The point was to make a nice portable keeb, even though all my trips for he foreseeable future are going to be limited to the bed or the couch. But it has to be comfortable, and the ErgoDox in its present state simply is not long-term comfortable. I’d take it over a rectangle any day, but it would probably end up being a half day.

Ergo isn’t so much a preference for me as it is a necessity at this point. I feel like I can honestly say that I might not be typing these words to you now if it weren’t for the Kinesis. I don’t want my fingers to do unnecessary legwork, or downgrade from the quality of typing life that concave keys have afforded me. So let me just say that using the ErgoDox made me want to build a dactyl even more than before.

Prints Charming

Let me recap: the dactyl is pretty much a Kinesis in a bikini. As far as I know, the only way to make a dactyl appear on your desk is by printing a case and wiring it by hand. I would love to see one machined out of aluminium, but it seems like a difficult set of shapes for subtractive manufacturing, and downright impossible to mold.

I got my case files from the creator’s repo and printed it on a TAZ 6 at 0.25 layer height. All four pieces were printed upright, and they took about 11½ hours each. Then it took around 90 minutes per piece just to break off the bulk of the support material. I plan to shave down all the edges with an X-Acto, but I don’t think I’ll be sanding it.

Over on IO, [Simon Merrett] suggested that I print the pieces upside down to reduce the amount of support material needed, and possibly shorten up the print time. I might be into that if there were more room inside the case for wires, but as it stands, I don’t want to have to do hours and hours of post-processing on the bottom pieces to make the inside smooth. Maybe I’ll try that on a future version.

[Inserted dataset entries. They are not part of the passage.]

Issue #480, opened 2022-03-03
New interface for custom schema parser


magicmatatjahu:
> It will introduce breaking change so this should be done when rewriting the parser to the IntentAPI and TS

#### Reason/Context

Currently, custom parsers for the massage's payload (and in the `3.0.0` AsyncAPI version this will be made available to all schemas) have two methods: `parse()`, which parses the given format into an AsyncAPI JSON Schema, which is later used in ModelAPI (in `2.0.0` version of lib it will be IntentAPI), and `getMimeTypes()` which returns the mime types that specify the given schema format. We are missing 3 functions `validate`, which would return possible errors if a given schema has syntax errors.

#### Description

We should update all custom schema parsers to have that third function and it should be mandatory.

Due to the fact that RAML/OpenAPISchema/AVRO can be described using YAML or JSON we can easily validate them using JSON Schema and AJV and then combine the validation with Spectral from Stoplight (see more https://github.com/asyncapi/parser-js/issues/477).

cc @jonaslagoni @smoya

magicmatatjahu:
I wonder if there should be also a method that would validate the example based on the schema (use case https://github.com/asyncapi/studio/issues/200). We can of course convert the format to AsyncAPI JSON Schema and validate on that, but I wonder if it would make sense. It should be discussed.

smoya:
@magicmatatjahu I would love to work on this issue so I can get more knowledge on how Stoplight integrates with the Parser. It would need, however, to happen next week. Hope you are ok with that @magicmatatjahu 🙏

magicmatatjahu:
Issue is resolved in v2 ParserJS - now in https://github.com/asyncapi/parser-js/tree/next-major branch

PR #573, opened 2022-07-21
refactor: add AsyncAPI Schema Parser

smoya:
**Description**

This PR adds the AsyncAPI Schema Parser, which is compatible with Spectral validation functions.

**Related issue(s)**


src/types.ts
```diff
@@ -16,4 +17,5 @@ export interface DetailedAsyncAPI {
 }
 
 export type Diagnostic = ISpectralDiagnostic;
-export type SchemaValidateResult = IFunctionResult;
+export type SchemaValidateError = IFunctionResult;
```
smoya, line 20: I changed the name to be more explicit about what it is in fact... just an error.

package.json
```diff
@@ -52,6 +52,8 @@
     "@stoplight/spectral-functions": "^1.5.1",
     "@stoplight/spectral-parsers": "^1.0.1",
     "@stoplight/spectral-rulesets": "^1.4.3",
+    "@types/json-schema": "^7.0.11",
```
magicmatatjahu, line 55: Packages from `@types/` should be installed in the dev-dependencies.

src/types.ts
magicmatatjahu: It's not always an error, because from spectral you can also return info or warning severity, by this spectral team called it `IFunctionResult` not `IFunctionError`. Please change to the previous one.

src/schema-parser/asyncapi-schema-parser.ts
```diff
@@ -8,12 +15,63 @@ export function AsyncAPISchemaParser(): SchemaParser {
...
+  try {
+    ajv.compile(schema);
+  } catch (error: any) {
+    if (error! instanceof Error) {
+      errors = ajvToSpectralErrors(error);
+    } else {
+      // Unknown and unexpected error
+      throw error;
+    }
+  }
```
magicmatatjahu, line 31: I have thought it over again and it is not a good solution, from a simple fact. Here we validate the scheme using the normal draft 07 Schema, but in our Schema Object we have 3 additional fields that do not exist in the JSON Schema - https://github.com/asyncapi/spec/blob/master/spec/asyncapi.md#fixed-fields-21, so I recommend switching to the solution from our current parser where we validate the scheme using the schema stored in our json schemas, like here https://github.com/asyncapi/parser-js/blob/master/lib/asyncapiSchemaFormatParser.js#L68

src/types.ts
```diff
@@ -1,4 +1,5 @@
 import type { ISpectralDiagnostic, IFunctionResult } from '@stoplight/spectral-core';
+import { JSONSchema7 }from "json-schema"
```
magicmatatjahu, line 2:
```suggestion
import type { JSONSchema7 }from "json-schema"
```

magicmatatjahu (changes requested):
Good, but we need some improvements :)

src/types.ts
smoya: Rollbacked the rename! thanks for the catch

package.json
smoya: Good catch. Fixed!

src/schema-parser/asyncapi-schema-parser.ts
magicmatatjahu: @smoya Do you need help with that? :)

src/schema-parser/asyncapi-schema-parser.ts
```diff
@@ -8,12 +19,73 @@ export function AsyncAPISchemaParser(): SchemaParser {
...
+/**
+ * To validate schema of the payload we just need a small portion of official AsyncAPI spec JSON Schema, the definition of the schema must be
+ * a main part of the JSON Schema
+ * 
+ * @private
+ * @param {Object} asyncapiSchema AsyncAPI specification JSON Schema
+ * @param {Object} version AsyncAPI version.
+ * @returns {Object} valid JSON Schema document describing format of AsyncAPI-valid schema for message payload
+ */
+function preparePayloadSchema2(asyncapiSchema: AsyncAPISchema, version: string) {
```
smoya, line 75: Comes from https://github.com/asyncapi/parser-js/pull/423

src/schema-parser/asyncapi-schema-parser.ts
```diff
@@ -22,7 +94,8 @@ function getMimeTypes() {
     'application/schema+json;version=draft-07',
     'application/schema+yaml;version=draft-07',
   ];
-  ['2.0.0', '2.1.0', '2.2.0', '2.3.0'].forEach(version => {
+
+  specVersions.forEach((version: string) => {
```
smoya, line 98: Removing the need for adding a new version every time a new spec version is out...

test/schema-parser/asyncapi-schema-parser.spec.ts
```diff
@@ -0,0 +1,74 @@
...
+            if: "this should be an if"
+          }
+        }
+      }
+    };
+
+    const result = await parser.validate(schema);
+    const expectedResult: SchemaValidateResult[] = [
+      { "message": "must be object,boolean", "path": ["components", "schemas", "schema1", "payload", "properties", "name", "if"] },
+      { "message": "must be array", "path": ["components", "schemas", "schema1", "payload", "oneOf"] }
```
smoya, line 69: I don't really get why AJV returns duplicated errors for this:

```js
[
      {
        instancePath: '/properties/name/if',
        schemaPath: '#/type',
        keyword: 'type',
        params: { type: [Array] },
        message: 'must be object,boolean'
      },
      {
        instancePath: '/oneOf',
        schemaPath: '#/type',
        keyword: 'type',
        params: { type: 'array' },
        message: 'must be array'
      },
      {
        instancePath: '/oneOf',
        schemaPath: '#/allOf/1/properties/oneOf/type',
        keyword: 'type',
        params: { type: 'array' },
        message: 'must be array'
      },
      {
        instancePath: '/properties/name/if',
        schemaPath: '#/type',
        keyword: 'type',
        params: { type: [Array] },
        message: 'must be object,boolean'
      }
    ]
```

src/schema-parser/asyncapi-schema-parser.ts
smoya: No, was reading code so I could better understand things. That's why I wrote https://github.com/asyncapi/parser-js/issues/481#issuecomment-1195965993.

Btw, the code of this PR has been updated with what I had until then. feel free to review it again 🙏

src/schema-parser/asyncapi-schema-parser.ts
magicmatatjahu, line 75:
```suggestion
function preparePayloadSchema(asyncapiSchema: AsyncAPISchema, version: string) {
```

src/schema-parser/asyncapi-schema-parser.ts
```diff
@@ -8,12 +19,73 @@ export function AsyncAPISchemaParser(): SchemaParser {
...
+  return result;
+}
+
+function ajvToSpectralResult(errors: ErrorObject[], parentPath: Array<string | number>): SchemaValidateResult[] {
+  if (parentPath === undefined) {
+    parentPath = [];
+  }
+
+  return errors.map(error => {
+    const errorPath = error.instancePath.replace(/^\//, '').split('/'); // TODO: Instance Path or Schema Path?
```
magicmatatjahu, line 41: Instance path, because we should inform about problems related on inputs, not on JSON Schema.

src/schema-parser/asyncapi-schema-parser.ts
```diff
@@ -8,12 +19,73 @@ export function AsyncAPISchemaParser(): SchemaParser {
...
 
-function validate() {
+async function validate(input: ValidateSchemaInput<unknown, unknown>): Promise<SchemaValidateResult[]> {
+  const version = input.asyncapi.semver.version
+  const validator = findSchemaValidator(version);
+
+  let result: SchemaValidateResult[] = []
+  const valid = validator(input.data);
+  if (!valid && validator.errors) {
+    result = ajvToSpectralResult(validator.errors, input.path);
```
magicmatatjahu, line 29: That function will run in async mode, and `validator` saves errors to this same validator object (between execution), so better option will be to copy the errors to new array, for safety.

```suggestion
    result = ajvToSpectralResult([...validator.errors], input.path);
```

test/schema-parser/asyncapi-schema-parser.spec.ts
magicmatatjahu: I also don't, but we shouldn't focus on that, it's not our library. Probably JSOn Schema for draft-07 uses underneath some complex logic based on `allOf` etc and by this you see duplicated errors related to this same problem but created by two separate schemas.

magicmatatjahu (changes requested):
Good, but we need some additional improvements :)

src/schema-parser/asyncapi-schema-parser.ts
magicmatatjahu: Done.

src/schema-parser/asyncapi-schema-parser.ts
smoya: nice catch! fixing

src/types.ts
magicmatatjahu: It's not resolved.

magicmatatjahu (approved):

src/types.ts
smoya: Sorry, didn't commit. It is now, please check again.

magicmatatjahu (approved):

Left: final print layers left unchecked. Right: I tried to minimize the bird’s nest with a toothpick.

It’s pretty amazing how well these came out, because these are black belt-level prints. I think they look beautiful, except for one thing. Each piece finishes printing at the tippy-top of a 90° corner, so the printer would hang out between each of the final 15 or 20 layers just spewing out plastic, and then dragging it back into the print to make a jumbled mess.

On the last print, I finally did something about it. Every time the hot end moved over to rest, I let the filament latch on to a toothpick and pulled away slowly and gently. The filament just stretched out like taffy for a second and then broke off on the print head’s way back to the corner. I had just enough time to clean the toothpick before the next pull.

While the second half’s final corner does look cleaner than the first half’s, it also looks leaner — not as solidly filled, and maybe not as strong. I could have just messed with the retraction settings, but these are my first epic prints and  I was too afraid of them failing in the eleventh hour.

Switch Switcheroo

Once the prints are cleaned up, it’ll be time to push all the switches into place and get to wiring. Just like with the ErgoDox, I thought about using Cherry Browns, especially after they finally came back in stock where I like to buy my things. But here I am with 80 Cherry Clears instead, which are like a stiffer brown with a longer bump.

I found a toothy little switch opener on Thingiverse, and it works pretty well. I wonder if it will make it through 70 of them without breaking.

I’m worried that I’ll regret this choice, because if this keeb becomes my daily driver, they could make my hands pretty tired. I decided to try my hand at switching out the stock springs for 39g boingers, which will make them easier to actuate.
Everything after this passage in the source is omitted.